## [GOAL OF THE EXERCISE]
Please copy out every line of the data word for word.

## [Dataset entries]

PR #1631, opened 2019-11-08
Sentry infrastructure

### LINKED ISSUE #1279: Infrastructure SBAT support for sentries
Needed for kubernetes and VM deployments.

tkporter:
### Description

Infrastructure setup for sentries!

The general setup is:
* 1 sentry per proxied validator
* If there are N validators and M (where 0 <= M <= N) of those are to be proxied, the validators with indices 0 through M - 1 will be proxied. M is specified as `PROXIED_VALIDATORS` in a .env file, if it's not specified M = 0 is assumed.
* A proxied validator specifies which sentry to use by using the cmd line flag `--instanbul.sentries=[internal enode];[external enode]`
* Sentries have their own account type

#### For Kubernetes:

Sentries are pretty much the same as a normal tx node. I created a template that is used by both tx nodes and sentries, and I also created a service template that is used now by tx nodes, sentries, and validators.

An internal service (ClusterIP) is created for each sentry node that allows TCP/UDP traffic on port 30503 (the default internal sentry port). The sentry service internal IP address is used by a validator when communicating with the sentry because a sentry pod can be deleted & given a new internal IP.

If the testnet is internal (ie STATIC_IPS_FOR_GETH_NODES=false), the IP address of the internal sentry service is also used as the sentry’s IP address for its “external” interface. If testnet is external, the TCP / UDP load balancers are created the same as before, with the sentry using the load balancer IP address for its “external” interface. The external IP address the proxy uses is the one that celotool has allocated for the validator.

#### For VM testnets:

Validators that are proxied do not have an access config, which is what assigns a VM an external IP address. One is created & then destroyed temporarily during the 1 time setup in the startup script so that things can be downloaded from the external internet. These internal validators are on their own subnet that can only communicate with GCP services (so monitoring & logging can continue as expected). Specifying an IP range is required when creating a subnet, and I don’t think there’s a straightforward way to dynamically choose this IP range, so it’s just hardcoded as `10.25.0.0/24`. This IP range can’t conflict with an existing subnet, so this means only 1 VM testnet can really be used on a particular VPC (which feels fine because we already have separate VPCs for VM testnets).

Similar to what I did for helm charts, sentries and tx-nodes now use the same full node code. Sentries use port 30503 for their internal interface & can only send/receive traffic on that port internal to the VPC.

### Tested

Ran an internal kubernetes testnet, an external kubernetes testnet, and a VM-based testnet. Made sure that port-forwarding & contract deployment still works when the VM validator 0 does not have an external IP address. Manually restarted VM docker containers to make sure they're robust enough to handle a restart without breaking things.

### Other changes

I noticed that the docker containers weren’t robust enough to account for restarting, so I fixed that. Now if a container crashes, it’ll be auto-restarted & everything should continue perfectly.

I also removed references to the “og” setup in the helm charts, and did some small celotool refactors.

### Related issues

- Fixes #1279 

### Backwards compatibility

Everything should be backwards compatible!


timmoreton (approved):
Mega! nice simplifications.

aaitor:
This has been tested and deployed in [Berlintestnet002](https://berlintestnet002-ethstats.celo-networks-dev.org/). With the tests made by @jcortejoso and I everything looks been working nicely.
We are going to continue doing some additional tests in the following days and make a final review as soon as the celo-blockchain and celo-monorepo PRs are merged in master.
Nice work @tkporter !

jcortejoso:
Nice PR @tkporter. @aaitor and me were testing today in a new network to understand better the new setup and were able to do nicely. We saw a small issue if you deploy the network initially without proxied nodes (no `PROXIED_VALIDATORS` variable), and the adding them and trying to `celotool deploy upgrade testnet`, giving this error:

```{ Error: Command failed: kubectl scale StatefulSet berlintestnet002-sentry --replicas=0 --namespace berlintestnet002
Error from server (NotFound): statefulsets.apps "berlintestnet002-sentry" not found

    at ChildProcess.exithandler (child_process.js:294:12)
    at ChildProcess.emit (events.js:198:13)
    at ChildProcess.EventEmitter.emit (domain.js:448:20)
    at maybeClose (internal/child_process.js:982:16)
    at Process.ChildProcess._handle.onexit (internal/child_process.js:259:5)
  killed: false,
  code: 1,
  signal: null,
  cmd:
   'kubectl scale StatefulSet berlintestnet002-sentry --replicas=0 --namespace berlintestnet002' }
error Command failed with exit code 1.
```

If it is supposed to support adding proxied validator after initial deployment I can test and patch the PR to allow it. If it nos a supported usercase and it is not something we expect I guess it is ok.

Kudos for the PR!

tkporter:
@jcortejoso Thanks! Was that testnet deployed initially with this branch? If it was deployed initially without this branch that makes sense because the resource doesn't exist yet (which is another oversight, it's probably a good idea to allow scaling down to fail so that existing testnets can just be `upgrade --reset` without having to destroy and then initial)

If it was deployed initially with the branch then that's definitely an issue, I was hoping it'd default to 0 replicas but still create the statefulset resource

## [ANSWER SECTION]
PR #1631, opened 2019-11-08
Sentry infrastructure

### LINKED ISSUE #1279: Infrastructure SBAT support for sentries
Needed for kubernetes and VM deployments.

tkporter:
### Description

Infrastructure setup for sentries!

The general setup is:
* 1 sentry per proxied validator
* If there are N validators and M (where 0 <= M <= N) of those are to be proxied, the validators with indices 0 through M - 1 will be proxied. M is specified as `PROXIED_VALIDATORS` in a .env file, if it's not specified M = 0 is assumed.
* A proxied validator specifies which sentry to use by using the cmd line flag `--instanbul.sentries=[internal enode];[external enode]`
* Sentries have their own account type

#### For Kubernetes:

Sentries are pretty much the same as a normal tx node. I created a template that is used by both tx nodes and sentries, and I also created a service template that is used now by tx nodes, sentries, and validators.

An internal service (ClusterIP) is created for each sentry node that allows TCP/UDP traffic on port 30503 (the default internal sentry port). The sentry service internal IP address is used by a validator when communicating with the sentry because a sentry pod can be deleted & given a new internal IP.

If the testnet is internal (ie STATIC_IPS_FOR_GETH_NODES=false), the IP address of the internal sentry service is also used as the sentry’s IP address for its “external” interface. If testnet is external, the TCP / UDP load balancers are created the same as before, with the sentry using the load balancer IP address for its “external” interface. The external IP address the proxy uses is the one that celotool has allocated for the validator.

#### For VM testnets:

Validators that are proxied do not have an access config, which is what assigns a VM an external IP address. One is created & then destroyed temporarily during the 1 time setup in the startup script so that things can be downloaded from the external internet. These internal validators are on their own subnet that can only communicate with GCP services (so monitoring & logging can continue as expected). Specifying an IP range is required when creating a subnet, and I don’t think there’s a straightforward way to dynamically choose this IP range, so it’s just hardcoded as `10.25.0.0/24`. This IP range can’t conflict with an existing subnet, so this means only 1 VM testnet can really be used on a particular VPC (which feels fine because we already have separate VPCs for VM testnets).

Similar to what I did for helm charts, sentries and tx-nodes now use the same full node code. Sentries use port 30503 for their internal interface & can only send/receive traffic on that port internal to the VPC.

### Tested

Ran an internal kubernetes testnet, an external kubernetes testnet, and a VM-based testnet. Made sure that port-forwarding & contract deployment still works when the VM validator 0 does not have an external IP address. Manually restarted VM docker containers to make sure they're robust enough to handle a restart without breaking things.

### Other changes

I noticed that the docker containers weren’t robust enough to account for restarting, so I fixed that. Now if a container crashes, it’ll be auto-restarted & everything should continue perfectly.

I also removed references to the “og” setup in the helm charts, and did some small celotool refactors.

### Related issues

- Fixes #1279 

### Backwards compatibility

Everything should be backwards compatible!


timmoreton (approved):
Mega! nice simplifications.

aaitor:
This has been tested and deployed in [Berlintestnet002](https://berlintestnet002-ethstats.celo-networks-dev.org/). With the tests made by @jcortejoso and I everything looks been working nicely.
We are going to continue doing some additional tests in the following days and make a final review as soon as the celo-blockchain and celo-monorepo PRs are merged in master.
Nice work @tkporter !

jcortejoso:
Nice PR @tkporter. @aaitor and me were testing today in a new network to understand better the new setup and were able to do nicely. We saw a small issue if you deploy the network initially without proxied nodes (no `PROXIED_VALIDATORS` variable), and the adding them and trying to `celotool deploy upgrade testnet`, giving this error:

```{ Error: Command failed: kubectl scale StatefulSet berlintestnet002-sentry --replicas=0 --namespace berlintestnet002
Error from server (NotFound): statefulsets.apps "berlintestnet002-sentry" not found

    at ChildProcess.exithandler (child_process.js:294:12)
    at ChildProcess.emit (events.js:198:13)
    at ChildProcess.EventEmitter.emit (domain.js:448:20)
    at maybeClose (internal/child_process.js:982:16)
    at Process.ChildProcess._handle.onexit (internal/child_process.js:259:5)
  killed: false,
  code: 1,
  signal: null,
  cmd:
   'kubectl scale StatefulSet berlintestnet002-sentry --replicas=0 --namespace berlintestnet002' }
error Command failed with exit code 1.
```

If it is supposed to support adding proxied validator after initial deployment I can test and patch the PR to allow it. If it nos a supported usercase and it is not something we expect I guess it is ok.

Kudos for the PR!

tkporter:
@jcortejoso Thanks! Was that testnet deployed initially with this branch? If it was deployed initially without this branch that makes sense because the resource doesn't exist yet (which is another oversight, it's probably a good idea to allow scaling down to fail so that existing testnets can just be `upgrade --reset` without having to destroy and then initial)

If it was deployed initially with the branch then that's definitely an issue, I was hoping it'd default to 0 replicas but still create the statefulset resource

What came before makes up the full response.